Contributions: The paper provides an insightful analysis of performance factors for FS. The FS is reorganized to favor locality, in particular so that inodes are no longer required to be separated from their data. They recognized that there was a conflict between the dual nature of a block as the unit of disk transfer (desired to be large) and as the unit of addressability/fragmentation (desired to be small). They solved this by proposing a flexible structure with large blocks divided into fragments which can belong to different files. Finally, thy recognize that systems have various HW characteristics and introduce a set of parameters that allow FS customization. All these are done in a manner compatible with the old system interface.
On the functional side, they introduce longer file names, file locking, symbolic links, and disk usage accounting.
Finally, the new FS uses redundancy and dispersion of metadata for increased reliability.

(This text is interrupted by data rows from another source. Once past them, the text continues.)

PR #1725, opened 2023-11-10
Fix move of CodeExtension

chr-hertel:
not sure if that's the right way to handle this and which target branch.

### DIFF
--- a/Tests/ProfilerTest.php
+++ b/Tests/ProfilerTest.php
@@ -8,10 +8,11 @@ use Doctrine\Persistence\ManagerRegistry;
 use PHPUnit\Framework\TestCase as BaseTestCase;
 use Symfony\Bridge\Doctrine\Middleware\Debug\DebugDataHolder;
 use Symfony\Bridge\Doctrine\Middleware\Debug\Query;
-use Symfony\Bridge\Twig\Extension\CodeExtension;
+use Symfony\Bridge\Twig\Extension\CodeExtension as CodeExtensionLegacy;
 use Symfony\Bridge\Twig\Extension\HttpKernelExtension;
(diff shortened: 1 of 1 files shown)


ostrolucky:
What problem are you solving? Is there an issue somewhere you could reference?

dmaicher:
solving this build fail I guess?

https://github.com/doctrine/DoctrineBundle/actions/runs/6829814285/job/18576668292?pr=1721

Tests/ProfilerTest.php
```diff
@@ -62,7 +64,12 @@ public function setUp(): void
         $urlGenerator = $this->getMockBuilder(UrlGeneratorInterface::class)->getMock();
         $urlGenerator->method('generate')->willReturn('');
 
-        $this->twig->addExtension(new CodeExtension('', '', ''));
+        if (class_exists(CodeExtensionV7::class)) {
+            $this->twig->addExtension(new CodeExtensionV7('', '', ''));
+        } else {
+            $this->twig->addExtension(new CodeExtension('', '', ''));
+        }
```
derrabus: Let's alias the old extension as `CodeExtensionLegacy` and the new one as `CodeExtension`. This will keep the diff smaller when we drop support for Symfony 5 one fine day.

derrabus (commented):
Thank you. Just some minor nit-picking.

Tests/ProfilerTest.php
chr-hertel: :heavy_check_mark:

chr-hertel:
sorry, yes, i had the issue in the pipeline of #1721 with Symfony 7.

caused by https://github.com/symfony/symfony/pull/52483

derrabus (approved):

derrabus:
Thank you!

PR #1727, opened 2023-11-13
Don't rely on LazyProxyTrait in LazyServiceEntityRepository

nicolas-grekas:
Makes things simpler and unlocks https://github.com/symfony/symfony/pull/52568


nicolas-grekas:
Could anyone help me with the psalm failure?

nicolas-grekas:
> Error: Property \Doctrine\Bundle\DoctrineBundle\Repository\LazyServiceEntityRepository::$registry does not have native type hint for its value but it should be possible to add it based on @var annotation "ManagerRegistry".

~Wrong hint by phpcs since we should be compatible with PHP 7.4, isn't it?~

nvm, typed props are allowed in 7.4 :facepalm:

Repository/LazyServiceEntityRepository.php
```diff
@@ -18,41 +20,68 @@
...
+    }
 
-        if ($this instanceof LazyObjectInterface) {
-            $initializer($this, '_entityName');
+    /**
+     * @param string|int $name
+     *
+     * @return mixed
+     */
+    public function __get($name)
```
derrabus:
```suggestion
    /** @return mixed */
    public function __get(string $name)
```

I don't understand how `$name` can be an `int`. 🤔

Repository/LazyServiceEntityRepository.php
```diff
@@ -18,41 +20,68 @@
...
-            return;
+        $scope = debug_backtrace(DEBUG_BACKTRACE_IGNORE_ARGS, 2)[1]['class'] ?? null;
+
+        return (function () use ($name) {
+            return $this->$name;
+        })->bindTo($this, $scope)();
+    }
+
+    /** @param string|int $name */
+    public function __isset($name): bool
```
derrabus:
```suggestion
    public function __isset(string $name): bool
```

derrabus:
> Could anyone help me with the psalm failure?

I have no idea. This ancient Psalm version on this repository has become a burden, tbh.

Repository/LazyServiceEntityRepository.php
nicolas-grekas: updated

Repository/LazyServiceEntityRepository.php
nicolas-grekas: nvm updated

stof:
@derrabus I suggest that we update the Psalm setup to use Psalm 5 instead. It is probably easier than debugging Psalm 4...

ostrolucky:
Yeah we should update it. I didn't even realize it's so outdated TBH. Psalm 5 supports PHP 7.4, so that shouldn't be an issue either.

derrabus:
> @derrabus I suggest that we update the Psalm setup to use Psalm 5 instead.

I've tried a couple of days ago. If you upgrade Psalm, it spits out seventy-something errors that should be reviewed. Whoever wants to give it a try: be my guest. 🙂

ostrolucky (approved):

derrabus:
Okay then, screw Psalm for now. This should not block us. Thank you @nicolas-grekas.

ostrolucky:
I'll work on updating to psalm 5 soon

PR #1728, opened 2023-11-14
psalm 4.x -> 5.x

ostrolucky:


ostrolucky:
Looks like no-ORM jobs fail because of missing Doctrine\ORM\Events and rest of the failing jobs fail because on warnings. I guess phpunit version has been updated. I will adjust warnings outside of this PR. But not sure what to do with no-orm jobs

psalm.xml.dist
```diff
@@ -16,8 +18,10 @@
             <file name="Command/ImportMappingDoctrineCommand.php"/>
             <file name="Command/Proxy/OrmProxyCommand.php"/>
             <file name="DependencyInjection/Compiler/WellKnownSchemaFilterPass.php"/>
-            <!-- We need Psalm 5 to analyze this file -->
+            <!-- We need to run Psalm under >= PHP 8.1 to analyze this file due to intersection types (ParseError) -->
```
derrabus: Let's do that? We usually run Psalm on the latest stable PHP version on other repositories because of problems like this one.

ostrolucky: If we do that, we might not notice when new code written cannot actually work under PHP 7.4 unless we have a test for it, this is why choice was made to run under lowest common denominator. Let's keep it for now, until list of such files keep growing

DataCollector/DoctrineDataCollector.php
```diff
@@ -55,7 +55,7 @@ class DoctrineDataCollector extends BaseCollector
 
     /**
      * @var mixed[][]|null
-     * @psalm-var ?array<string, list<QueryType&array{count: int, index: int, executionPercent: float}>>
```
stof, line 58: shouldn't this be `executionPercent?: float` instead, to be consistent with the getter ?

DependencyInjection/DoctrineExtension.php
```diff
@@ -181,6 +181,7 @@ protected function dbalLoad(array $config, ContainerBuilder $container)
         $connections = [];
 
         foreach (array_keys($config['connections']) as $name) {
+            /** @psalm-suppress InvalidArrayOffset */
```
stof: This should probably be reported to Psalm as a bug. I don't see way an array key would be an invalid array offset here.

ostrolucky: From my understanding it's because $config is `array<mixed>`, which might include `array<array<array<....>>`

stof: but we don't loop over the array. We loop over `array_keys($config['connections'])`. And in PHP, array keys are known to always be `int|string`, not `mixed`.

psalm.xml.dist
derrabus: A static analyzer is not a linter. What we do here is we run the static analysis on a subset of our classes and against outdated dependencies. We did this on the ORM and DBAL repositories and it turned out to be a bad idea.

ostrolucky: Alright, let's bump the version there

DependencyInjection/DoctrineExtension.php
ostrolucky: https://github.com/vimeo/psalm/issues/10382

PR #1729, opened 2023-11-14
Enable report_fields_where_declared for ORM 3

derrabus:
Having `report_fields_where_declared` default to `false` does not make sense if ORM 3 is installed because it will result in a unusable driver configuration.

This PR picks a smart default depending on the installed ORM version. On top of that, it disallows opting out of the `report_fields_where_declared` setting when ORM 3 is installed.


dmaicher:
Ah nice :+1: I actually wanted to look into it myself in the next days as I also encountered then issue in https://github.com/sonata-project/sonata-doctrine-extensions/pull/494#discussion_r1391659057

dmaicher:
Seems there are some related test failures :thinking: https://github.com/doctrine/DoctrineBundle/actions/runs/6870900826/job/18686699968?pr=1729

derrabus:
The test should be fixed now.

dmaicher (approved):

PR #1734, opened 2023-12-07
fix tests by adjusting switch for enabling annotations

dmaicher:


Tests/DependencyInjection/Fixtures/DbalTestKernel.php
```diff
@@ -4,13 +4,13 @@
...
 use Doctrine\Bundle\DoctrineBundle\DoctrineBundle;
 use Doctrine\Bundle\DoctrineBundle\Tests\TestCaseAllPublicCompilerPass;
-use Doctrine\Common\Annotations\Annotation;
 use Psr\Log\NullLogger;
 use Symfony\Bundle\FrameworkBundle\FrameworkBundle;
 use Symfony\Component\Config\Loader\LoaderInterface;
 use Symfony\Component\DependencyInjection\ContainerBuilder;
 use Symfony\Component\HttpKernel\Bundle\Bundle;
 use Symfony\Component\HttpKernel\Kernel;
+use Symfony\Component\Validator\Mapping\Loader\AnnotationLoader;
```
dmaicher: any better idea? using a class from `Symfony\Component\Validator` seems a bit hacky

ostrolucky: Can't we use `\Symfony\Component\HttpKernel\Kernel::VERSION`?

dmaicher: Let me try it. Previously I had issues with this approach because the framework bundle version might be different than the kernel version

ostrolucky (approved):

Tests/DependencyInjection/Fixtures/DbalTestKernel.php
dmaicher: Ok it works now :+1:

Issue #1745, opened 2024-01-23
Missing `doctrine/common` in composer.json


Ahummeling:
This project has a dependency on `doctrine/common` in the Bundle class (`DoctrineBundle`). It uses the `ClassUtils`.
As far as I can see, because `doctrine/orm` required `doctrine/common` up until 3.0, it was always installed and it was never a problem. But, when upgrading `doctrine/orm` to ithe `3.0-beta.2` version (to try and find some bugs to work on :p) I found that my project no longer worked.

The offending line is at `DoctrineBundle:104`:
```php
$originalClassName = ClassUtils::getRealClass($class);
```
Which is found in DoctrineBundle::boot`. The context here is (I believe) auto-loading a class for which we want to generate a proxy class. 

With `ClassUtils::getRealClass` looking as follows:
```php
/**
     * Gets the real class name of a class name that could be a proxy.
     *
     * @param string $className
     * @psalm-param class-string<Proxy<T>>|class-string<T> $className
     *
     * @return string
     * @psalm-return class-string<T>
     *
     * @template T of object
     */
    public static function getRealClass($className)
    {
        $pos = strrpos($className, '\\' . Proxy::MARKER . '\\');

        if ($pos === false) {
            /** @psalm-var class-string<T> */
            return $className;
        }

        return substr($className, $pos + Proxy::MARKER_LENGTH + 2);
    }
```

So the naive solution would be to add `doctrine/common` to the `composer.json` file.
An alternative solution would be to extract the necessary feature from the `doctrine/common` package, and put it in this project.

I remember something about deprecating something in a doctrine common namespace a few years ago, and I am not sure if the common library is in the process of being phased out. If this is the case, the alternative solution would obviously take preference, as the method in question is quite simple.

I've made a PR (#1746 ) for the naive solution. If another solution is desired, I would also be happy to work on that. Please let me know.

PR #1746, opened 2024-01-23
fix: add doctrine common to dependency list in composer.json

Ahummeling:
As described in #1745 , the PR hopes to resolve a missing dependency on `doctrine/common` that is encountered when upgrading `doctrine/orm` to `3.0.x`.

Running `composer update --prefer-lowest` installed the `2.0.x` version of `doctrine/orm`.
Running `composer why doctrine/common` informed me that `doctrine/orm 2.14.0 requires doctrine/common (^3.0.3)`

Running `composer req doctrine/common ^3.0.3` added the dependency as resulted in the change for this PR

After implementing this change, and installing this branch into my project, the issue was resolved.

### DIFF
--- a/composer.json
+++ b/composer.json
@@ -31,6 +31,7 @@
     "require": {
         "php": "^7.4 || ^8.0",
         "doctrine/cache": "^1.11 || ^2.0",
+        "doctrine/common": "^3.0.3",
         "doctrine/dbal": "^3.7.0 || ^4.0",
         "doctrine/persistence": "^2.2 || ^3",
         "doctrine/sql-formatter": "^1.0.1",


greg0ire:
I think the right way to address this would be to use the `DefaultProxyClassNameResolver` introduced in https://github.com/doctrine/orm/pull/11009

Ahummeling:
> I think the right way to address this would be to use the `DefaultProxyClassNameResolver` introduced in [doctrine/orm#11009](https://github.com/doctrine/orm/pull/11009)

I agree that this is probably a better solution. 
But `doctrine/orm` is currently a dev dependency (`require-dev`) of the bundle package. Please correct me if I'm wrong, but any application installing `doctrine/doctrine-bundle` without `doctrine/orm`, won't install `doctrine/orm` and the same error would occur. Right?

So in addition to using the `DefaultProxyClassNameResolver`, we'd also have to move `doctrine/orm` from `require-dev` to require and set the version to: `^2.17|^3.0`, right?

I created a new PR (considering the change is entirely different) #1747. If you agree that that approach is more suited, please feel free to close this PR and we can work on getting the new one merged, thanks.

greg0ire:
> the same error would occur

Sorry, the same error as what?

Ahummeling:
> > the same error would occur
> 
> Sorry, the same error as what?

The "class not found" error, but as discussed in the other PR, that will not be the case, because we have already confirmed doctrine/orm is installed at this point.

PR #1747, opened 2024-01-25
fix: replace classutils with doctrine/orm version

### LINKED ISSUE #1745: Missing `doctrine/common` in composer.json

Ahummeling:
Closes #1745 

As discussed in #1746

### DIFF
--- a/composer.json
+++ b/composer.json
@@ -48,7 +48,7 @@
         "doctrine/annotations": "^1 || ^2",
         "doctrine/coding-standard": "^12",
         "doctrine/deprecations": "^1.0",
-        "doctrine/orm": "^2.14 || ^3.0",
+        "doctrine/orm": "^2.17 || ^3.0",
         "friendsofphp/proxy-manager-lts": "^1.0",
         "phpunit/phpunit": "^9.5.26",
         "psalm/plugin-phpunit": "^0.18.4",
@@ -69,7 +69,7 @@
     },
     "conflict": {
         "doctrine/annotations": ">=3.0",
-        "doctrine/orm": "<2.14 || >=4.0",
+        "doctrine/orm": "<2.17 || >=4.0",
         "twig/twig": "<1.34 || >=2.0 <2.4"
     },
     "suggest": {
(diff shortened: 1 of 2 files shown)


composer.json
```diff
@@ -32,6 +32,7 @@
         "php": "^7.4 || ^8.0",
         "doctrine/cache": "^1.11 || ^2.0",
         "doctrine/dbal": "^3.7.0 || ^4.0",
+        "doctrine/orm": "^2.17 || ^3.0",
```
greg0ire: I don't think you should move this dependency here. When `$this->container->getParameter('doctrine.orm.auto_generate_proxy_classes')` is `true`, then it must mean `doctrine/orm` is installed, right?

Ahummeling: Oh, ofcourse, you're entirely correct. Moving this change back to require-dev, I do still think the version should be bumped, to avoid installing a version of ORM without the new class

composer.json
```diff
@@ -48,7 +48,7 @@
         "doctrine/annotations": "^1 || ^2",
         "doctrine/coding-standard": "^12",
         "doctrine/deprecations": "^1.0",
-        "doctrine/orm": "^2.14 || ^3.0",
+        "doctrine/orm": "^2.17 || ^3.0",
```
stof, line 51: Bumping the dev requirement will only affect our CI. You also need to update the conflict rule below.

stof (changes requested):

composer.json
Ahummeling: My bad, updated that now

greg0ire (approved):

dmaicher (approved):

PR #1748, opened 2024-02-05
Fix the JS code in the profiler panel for Symfony 7

stof:
In Symfony 7, the `Sfjs` object holding the code for the web debug toolbar is not present in the profiler pages anymore as the JS code has been split.
This replaces its usages by native browser APIs instead (even when running on older versions of Symfony).

### DIFF
--- a/Resources/views/Collector/db.html.twig
+++ b/Resources/views/Collector/db.html.twig
@@ -453,7 +453,6 @@
                     }).then(async function (response) {
                         targetElement.innerHTML = await response.text()
                         targetElement.setAttribute('data-sfurl', link.href)
-                        targetElement.classList.remove('loading')
                     }, function () {
                         targetElement.innerHTML = 'An error occurred while loading the query explanation.';
                     })
@@ -498,8 +497,6 @@
             });
 
             for (i = 0; i < items.length; ++i) {
-                items[i].classList.remove(i % 2 ? 'even' : 'odd');
-                items[i].classList.add(i % 2 ? 'odd' : 'even');
                 target.appendChild(items[i]);
             }
         }
--- a/Resources/views/Collector/db.html.twig
+++ b/Resources/views/Collector/db.html.twig
@@ -447,9 +447,17 @@
             var targetElement = document.getElementById(targetId);
 
             if (targetElement.style.display != 'block') {
-                Sfjs.load(targetId, link.href, null, function(xhr, el) {
-                    el.innerHTML = 'An error occurred while loading the query explanation.';
-                });
+                if (targetElement.getAttribute('data-sfurl') !== link.href) {
+                    fetch(link.href, {
+                        headers: {'X-Requested-With': 'XMLHttpRequest'}
+                    }).then(async function (response) {
+                        targetElement.innerHTML = await response.text()
+                        targetElement.setAttribute('data-sfurl', link.href)
+                        targetElement.classList.remove('loading')
+                    }, function () {
+                        targetElement.innerHTML = 'An error occurred while loading the query explanation.';
+                    })
+                }
 
                 targetElement.style.display = 'block';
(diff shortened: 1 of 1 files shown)


stof:
Psalm errors are probably caused by the release of DBAL 4 and/or ORM 3.0, where the CI job running the static analysis uses the new major versions.

Resources/views/Collector/db.html.twig
```diff
@@ -447,9 +447,17 @@
             var targetElement = document.getElementById(targetId);
 
             if (targetElement.style.display != 'block') {
-                Sfjs.load(targetId, link.href, null, function(xhr, el) {
-                    el.innerHTML = 'An error occurred while loading the query explanation.';
-                });
+                if (targetElement.getAttribute('data-sfurl') !== link.href) {
+                    fetch(link.href, {
+                        headers: {'X-Requested-With': 'XMLHttpRequest'}
```
ostrolucky, line 452: what's this header needed for?

Resources/views/Collector/db.html.twig
```diff
@@ -447,9 +447,17 @@
             var targetElement = document.getElementById(targetId);
 
             if (targetElement.style.display != 'block') {
-                Sfjs.load(targetId, link.href, null, function(xhr, el) {
-                    el.innerHTML = 'An error occurred while loading the query explanation.';
-                });
+                if (targetElement.getAttribute('data-sfurl') !== link.href) {
```
ostrolucky, line 450: what is this conditional logic for?

Resources/views/Collector/db.html.twig
```diff
@@ -447,9 +447,17 @@
...
+                    fetch(link.href, {
+                        headers: {'X-Requested-With': 'XMLHttpRequest'}
+                    }).then(async function (response) {
+                        targetElement.innerHTML = await response.text()
+                        targetElement.setAttribute('data-sfurl', link.href)
+                        targetElement.classList.remove('loading')
```
ostrolucky: what is adding this class?

Resources/views/Collector/db.html.twig
stof: this conditional logic is the same one than used by the old Symfony code. Its effect is to avoid loading the content with Ajax again if you hide the explanation block and display it again (without reloading the page)

Resources/views/Collector/db.html.twig
stof: I'm not sure about it. The Symfony code we were using was removing it, but it seems to be a left-over from older versions.

Resources/views/Collector/db.html.twig
stof: Our code relies on `$request->isXmlHttpRequest()` to decide whether the rendered content should extend the ajax layout of the profiler (which only contains a `{% block panel %}` to avoid rendering the full page or no) or the full layout. This method is based on this header to detect that (which is a de-facto standard shared by many JS frameworks in the past, like jQuery, Prototype and Mootools to allow telling the backend that this is an ajax request).
the `Sfjs.load()` function available in older Symfony versions was also passing this header.

ostrolucky (approved):

dmaicher (approved):

Resources/views/Collector/db.html.twig
```diff
@@ -490,15 +498,15 @@
             });
 
             for (i = 0; i < items.length; ++i) {
-                Sfjs.removeClass(items[i], i % 2 ? 'even' : 'odd');
-                Sfjs.addClass(items[i], i % 2 ? 'odd' : 'even');
+                items[i].classList.remove(i % 2 ? 'even' : 'odd');
+                items[i].classList.add(i % 2 ? 'odd' : 'even');
```
Seb33300: I think we can just remove them, `even` and `odd` classes seem to be no longer used.

PR #1749, opened 2024-02-06
Fix sorting profiler columns

Seb33300:
While using the profiler, I just noticed that sorting columns by clicking on the header was not working.

This happens because `Sfjs` is no longer available on that page.
The new profiler design seems to not require even/odd css classes, we can just remove them.

The file contains 2 others occurrences of `Sfjs` that should also be fixed, if someone wants to investigate and create another PR for them.


Seb33300:
Just saw Stof PR...

PR #1755, opened 2024-02-12
Fix usage of deprecated doctrine/orm StaticPHP driver factory

PedroTroller:
## The background

I'm using the latest version of this bundle and the `staticphp` driver for entity mapping. I'm trying to upgrade to doctrine/orm:3.0.0 and this version of the ORM removes the deprecated `Doctrine\ORMapping\Driver\StaticPHPDriver` class (replaced by `Doctrine\Persistence\Mapping\Driver\StaticPHPDriver`).

## The problem

In the default DIC settings containing the driver class name `staticphp` still points to the old class that was deleted by doctrine/orm:3.0.0, it crashes completely after migration

```
Internal error: Class "Doctrine\ORM\Mapping\Driver\StaticPHPDriver"
```

## The solution

Stop referring to the old class and switch to the new one.

### DIFF
--- a/Resources/config/orm.xml
+++ b/Resources/config/orm.xml
@@ -34,7 +34,7 @@
         <parameter key="doctrine.orm.metadata.xml.class">Doctrine\ORM\Mapping\Driver\SimplifiedXmlDriver</parameter>
         <parameter key="doctrine.orm.metadata.yml.class">Doctrine\ORM\Mapping\Driver\SimplifiedYamlDriver</parameter>
         <parameter key="doctrine.orm.metadata.php.class">Doctrine\ORM\Mapping\Driver\PHPDriver</parameter>
-        <parameter key="doctrine.orm.metadata.staticphp.class">Doctrine\ORM\Mapping\Driver\StaticPHPDriver</parameter>
+        <parameter key="doctrine.orm.metadata.staticphp.class">Doctrine\Persistence\Mapping\Driver\StaticPHPDriver</parameter>
         <parameter key="doctrine.orm.metadata.attribute.class">Doctrine\ORM\Mapping\Driver\AttributeDriver</parameter>
 
         <!-- cache warmer -->


ostrolucky:
My only concern here is that this requires doctrine/persistence 3, but this project supports doctrine/persistence ^2.2. I can't see any reason why we cannot bump this requirement, though. Anyone?

stof:
We should detect the existence of the new class in the DoctrineExtension to keep support for both persistence 2.x (by replacing the value of the parameter). This way, we would keep the same range of support.

ostrolucky:
But why do we still need persistence 2.x?

stof:
Based on https://packagist.org/packages/doctrine/persistence/stats, doctrine/persistence 2.x still has quite some installs. But maybe we could still drop it.

what is sure is that we cannot drop it in 2.11.x. Dropping support for a major version of one of our dependencies should be done in a minor version rather than a patch.

ostrolucky:
I also wonder what's even reading these .class parameters. I don't see anything in project referencing them. Perhaps it's some external bundle, or project itself. They shouldn't rely on these .class parameters, they were deprecated long time ago.

stof:
They are used in the base class of the DI extension.

ostrolucky:
In that case, fix should be in doctrine-bridge. It shouldn't read these params anymore. https://github.com/doctrine/DoctrineBundle/blob/2.9.x/UPGRADE-2.1.md#upgrade-from-20-to-21

ostrolucky:
closing as explained

clementvtrd:
@ostrolucky, apologies for the duplicate post 🙏.
Do you have any insight on resolving the issue with the symfony/doctrine-bridge package? I attempted to understand how parameters could be replaced, but I was unsuccessful in identifying the parameter name being referenced.

ostrolucky:
Search for `addDriver` calls in symfony repo

MatTheCat:
Don’t know if things changed since this PR was opened but it really seems it is DoctrineBundle’s `DoctrineExtension` using these parameters, like in https://github.com/doctrine/DoctrineBundle/blob/7bfb8e834aa1e82d107d5f7cfa139c0c5eb45581/src/DependencyInjection/DoctrineExtension.php#L1166

EDIT: seems like https://github.com/symfony/symfony/pull/33319 got no follow-up :sweat_smile:

PR #1756, opened 2024-02-14
Fix multiple definitions

avinmaster:


Repository/ServiceEntityRepositoryOrm2.php
```diff
@@ -0,0 +1,26 @@
...
+ *     public function __construct(ManagerRegistry $registry)
+ *     {
+ *         parent::__construct($registry, YourEntity::class);
+ *     }
+ * }
+ *
+ * @template T of object
+ * @template-extends LazyServiceEntityRepository<T>
+ */
+class ServiceEntityRepositoryOrm2 extends LazyServiceEntityRepository
```
stof, line 24: This class must be tagged as `@internal` so that it is not referenced directly.

Repository/ServiceEntityRepository.php
```diff
@@ -8,46 +8,8 @@
...
-     *     }
-     * }
-     *
-     * @template T of object
-     * @template-extends LazyServiceEntityRepository<T>
-     */
-    class ServiceEntityRepository extends LazyServiceEntityRepository
-    {
-    }
+    class_alias(ServiceEntityRepositoryOrm2::class, 'ServiceEntityRepository');
```
stof, line 11: Defining only class_alias in the file means that the Composer class loader won't discover the class name when generating an optimized class loader

stof, line 11: This call is broken. The second argument should be the class name, which must not be `ServiceEntityRepository` but `Doctrine\Bundle\DoctrineBundle\Repository\ServiceEntityRepository` (which can be written as `ServiceEntityRepository::class`)

stof (commented):
What is this actually fixing ?

Repository/ServiceEntityRepository.php
avinmaster: Hi @stof, I will prepare everything in 2-3 days. I just created a PR for you to look at and give comments before I started working on it. The problem here is that some analyzers cannot process this class correctly and this issue needs to be corrected somehow. Psalm, PHPStan and in general the tools of PHPStorm itself do not process correctly (phpcs too). I need to understand whether the problem is really in the code or in the handlers.

ostrolucky:
We can reopen once there is an update

ro0NL:
https://github.com/doctrine/DoctrineBundle/issues/1677

it breaks psalm yes

PR #1759, opened 2024-02-18
Update priority of built-in middleware

l-vo:
With the default priority, middlewares for logging and profiler don't see the eventual query changes performed by userland middlewares (that have by default a priority of 0)


l-vo:
Replaced by #1760

PR #1760, opened 2024-02-18
Update priority of built-in middleware

l-vo:
With the default priority, middlewares for logging and profiler don't see the eventual query changes performed by userland middlewares (that have by default a priority of 0)

### DIFF
--- a/DependencyInjection/DoctrineExtension.php
+++ b/DependencyInjection/DoctrineExtension.php
@@ -1187,14 +1187,14 @@ class DoctrineExtension extends AbstractDoctrineExtension
 
         $loggingMiddlewareAbstractDef = $container->getDefinition('doctrine.dbal.logging_middleware');
         foreach ($connWithLogging as $connName) {
-            $loggingMiddlewareAbstractDef->addTag('doctrine.middleware', ['connection' => $connName]);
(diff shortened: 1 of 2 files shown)


ostrolucky:
Nature of this is dubious, plus potentially BC breaking. Targetting 2.11.x. Not sure it should have prio 100 either, that's quite high. Something like `10` would be better I reckon.

l-vo:
@ostrolucky yes it can be 10, I was not sure about the number.

Why do you think it's dubious ?

ostrolucky:
Because doctrine-bundle never claimed to log everything, including custom middlewares. For some people it might be intended that queries in custom middlewares are not logged.

l-vo:
@ostrolucky it makes sense 👍

So I close it, thank you for your feedback :)

ostrolucky:
Well I agree with the change, my only argument was to not classify this as a bugfix, which I did ;)

l-vo:
But there is also the BC break problem, isn't it ?

ostrolucky:
It's a potential break for someone. But middleware priorities is not something we promise not to change.

l-vo:
@ostrolucky ok I see 👍 I reopened it with the priority set to 10. Thank you for your feedbacks :)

(more) Techniques: The main principle is accounting for HW realities, and giving up the old rigid "one size/format fits all" structure. Characteristics such as the "rotational layout table" are stored in the superblock and some can even be changed while the system is active. Access locality is greatly improved by closeness of cylinders in a cylinder group. Also separation of mechanism from policy is employed by offering the flexibility for inode placement, this is used to keep the inodes close to their data with distinct policies for files and directories.

Tradeoffs: There is a tradeoff between the CPU usage and disk throughput. More space is needed for bookkeeping. They consider it is OK to seek for large files. Use of suboptimal but fast Global/Local allocation policies, as well as hashing for free space management.
Coexistence of various sized FS proned the extension of the interface to expose the optimal R/W size.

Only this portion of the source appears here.